I became a writer because I wanted to hide. I wanted to hide from other people’s histories and create my own. I wanted to be in control of my narrative and take it whichever way I wanted it to go. I wanted to challenge stereotypes of writing the same stories over and over again, terms such as “collective memory” and “collective traumas” never featured. [I feel this is a little unfair because it is a history still very much in flux, being contested and rewritten].[2] Here is where I posit the first lie: “I became a writer.” One simply doesn’t become a writer, and certainly not when one is hiding from themselves. In Memory for Forgetfulness: August, Beirut, 1982, Mahmoud Darkish writes: “It’s as if we were here as caretakers of fragile substances and were now preparing to absorb the operation of moving our reality, in its entirety, into the domain of memories forming within sight of us. And as we move away, we can see ourselves turning into memories.” I liken the act of seeing oneself turn into a memory as akin to the act of writing one’s story, one’s narrative—writing the things we are most afraid of. For people like me, ruled by the duplicitous nature of their multiplicity, the self becomes hard to access. I step outside of it and try to entangle it, first, second, and third person narratives; I ask questions that cause discomfort, questions such as “why is western civilization infatuated with war-torn countries?” I cringe away the thought and leave it dormant, somewhere in a chamber whose doors remain closed. [what does it mean to cringe? Second-hand embarrassment or something steeped in history?—look into “cultural cringe”][3] Perhaps I chose to write about art because it gave me an excuse to be elsewhere. The right to exist as one of many—many who have not been born into conflict, into the sly ways that torn histories shape those who are.
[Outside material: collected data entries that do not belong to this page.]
PR #735, opened 2022-12-13
Implement client-side clock interpolation for the AAudio backend, and accurately compute audio latencies

padenot:
I'm going to add commits for the input-only and duplex case later, since this also provides the latencies we need there, but it's going to be more or less the same.

@kinetiknz, with this, I believe we can attempt to reenable AAudio in Firefox.

I've attempted to fix the latency reporting in the OpenSL backend, without much success, but maybe it's doable as well. AAudio's API is a lot clearer.

The latency computation part is essentially what is done [in Oboe](https://github.com/google/oboe/blob/03db05df380486643bcf02eab9b3f1350b8069ad/src/aaudio/AudioStreamAAudio.cpp#L682), written by the Android audio people, so it should be correct.

A/V sync and clock resolution look perfect on my device, with all audio devices I checked.

### DIFF
--- a/CMakeLists.txt
+++ b/CMakeLists.txt
@@ -400,6 +400,7 @@ if(BUILD_TESTS)
 
   cubeb_add_test(duplex)
   cubeb_add_test(logging)
+  cubeb_add_test(triple_buffer)
 
   if (USE_WASAPI)
     cubeb_add_test(overload_callback)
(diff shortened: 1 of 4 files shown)


kinetiknz (approved):
LGTM, thanks!

PR #738, opened 2023-01-05
Prefer the AAudio backend over the OpenSL ES backend

padenot:
The last issues have been fixed, and it's now better (and also uses an API that isn't deprecated).

This falls back to OpenSL ES on older devices.


ChunMinChang (approved):
Let's try this!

[1] “Interview // Hito Steyerl: Zero Probability and the Age of Mass Art Production.” Berlin Art Link. November 19, 2013. Accessed November 04, 2018. http://www.berlinartlink.com/2013/11/19/interview-hito-steyerl-zero-probabilityand-the-age-of-mass-art-production/.
[2] Personal notes from revision number 2.
[3] Personal notes from revision number 2.
Sahar Khraibani is a Lebanese writer, artist, and educator based in Brooklyn. She is interested in the intersection between language, artistic production, and geopolitics. Her writing and work have appeared in the Brooklyn Rail, Hyperallergic, TERSE Journal, Degree Critical, The Outpost, and Bidayat Mag, among others. She currently teaches at Pratt Institute.